== REQUIRED ACTION ==
Your job is to report every line of the entries that has "comparison".

== Items from a dataset ==
Content starts
PR #36, opened 2021-03-05
Routing system with bookmarkable URLs

### LINKED ISSUE #29: Routing system / bookmarkable URLs for the variant page
Country and variant selection should change the URL, and vice versa, the user should be able to open a certain country and variant with a direct link.

A first proposal:

```
## Basic pages:
/login
/about

## The splitted explore/focus page:
/e/{country}/ -> No variant selected
/e/{country}/variant?name=B.1.1.7&matchPercentage=0.8 -> known variant
/e/{country}/variant?mutations=....&matchPercentage=0.8 -> not a known variant

## Deep focus:
/e/{country}/variant?mutations=....&matchPercentage=0.8/samples -> sample list
/e/{country}/variant?mutations=....&matchPercentage=0.8/demographics
...
```

The "e" in `/e/` may be understood as an abbreviation for "explore."

tehwalris:
This gives our pages proper URLs (closes #29) and makes other related changes.

I went with nearly the scheme that Chaoran suggested. Here are some example URLs:
```
/about - The about page
/explore/:country - The split explore-focus page with no variant selected
/explore/:country/variants/:variantSelector - The split explore-focus page with a variant selected
/explore/:country/variants/:variantSelector/samples - The deep focus page showing detailed sample information
```
The `:variantSelector` is encoded using the same system that the "Show samples" page used (`encodeURIComponent(JSON.stringify(data))`). The encoded selector is not pretty, but the code is reliable and simple.

The only thing that doesn't fit into this URL scheme is the page with the table of samples. The problem is that it is possible to show that page without a country. I decided to split it into 2 pages (`/global-samples/:variantSelector` and `/explore/:country/variants/:variantSelector/samples`). This solves lots of minor problems (eg. you shouln't show the country selection box when showing worldwide samples). There's almost no code duplication since both pages use `SampleTable`. By using `LazySampleButton` you always get links to the correct page (depending on if you pass a country or not). Note that the global page is only linked from "Show worldwide samples" in "International comparison".

Since the samples screen (with country) is under `/explore/:country/variants/:variantSelector/samples`, it is now our first "deep focus" page. I added some very basic styling for that, roughly like in the mockups. I think we should put move the tables from "International comparison" to a deep focus page too - I'll open an issue for that.

@chaoran-chen and @TKGZ Try it out and tell me if anything in the UI is confusing or broken. Feedback about the URL scheme and layout of the new "deep focus" pages is also welcome.

@TKGZ You can choose how carefully you want to review the code. I know it's not very practical because stuff got moved around. Here's a summary of the technical changes for you:
- Extract `ExploreFocusSplit` from `App`
  - There's new routing logic here
- Extract `app-layout.tsx` from `App`
  - Both `App` and `ExploreFocusSplit` need these styles
- Extract `HeaderCountrySelect` from `Header`
  - There's new routing logic here
- Extract `FocusVariantHeaderControls` from `VariantHeader`
  - Only `FocusPage` needs these controls
  - A few other pages now use `VariantHeader` (without controls)
- Rename `SamplePage` to `GlobalSamplePage`
- Create `DeepFocusPage`
  - Contains basic routing and styles


chaoran-chen:
Quick comment about the international part: I would suggest adding "global" and the continents as options to the country selection in the future.

tehwalris:
> Quick comment about the international part: I would suggest adding "global" and the continents as options to the country selection in the future.

At the moment that's not really practical since some API endpoints require country (eg. `/plot/variant/age-distribution`). If `country` is consistently optional everywhere in the API, then I think allowing "global" in the dropdown is a good design.

chaoran-chen:
Could you please create a redirect from our old `/variant` to `/explore/Switzerland`? It's just for now because some people might already have bookmarked the old link but we can remove the redirect in a few weeks.

chaoran-chen:
Nothing seems to break, and the URL scheme is not beautiful but I agree that it's easy to implement! So 👍 from my side

spacephoton:
Having trouble merging changes. Could one of you do it? Seems like most of the conflicts are between both of your changes, so I am not sure how to fix.

@chaoran-chen @tehwalris

chaoran-chen:
Thanks, everyone!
Content ends
== YOUR SOLUTION ==
The only thing that doesn't fit into this URL scheme is the page with the table of samples. The problem is that it is possible to show that page without a country. I decided to split it into 2 pages (`/global-samples/:variantSelector` and `/explore/:country/variants/:variantSelector/samples`). This solves lots of minor problems (eg. you shouln't show the country selection box when showing worldwide samples). There's almost no code duplication since both pages use `SampleTable`. By using `LazySampleButton` you always get links to the correct page (depending on if you pass a country or not). Note that the global page is only linked from "Show worldwide samples" in "International comparison".
Since the samples screen (with country) is under `/explore/:country/variants/:variantSelector/samples`, it is now our first "deep focus" page. I added some very basic styling for that, roughly like in the mockups. I think we should put move the tables from "International comparison" to a deep focus page too - I'll open an issue for that.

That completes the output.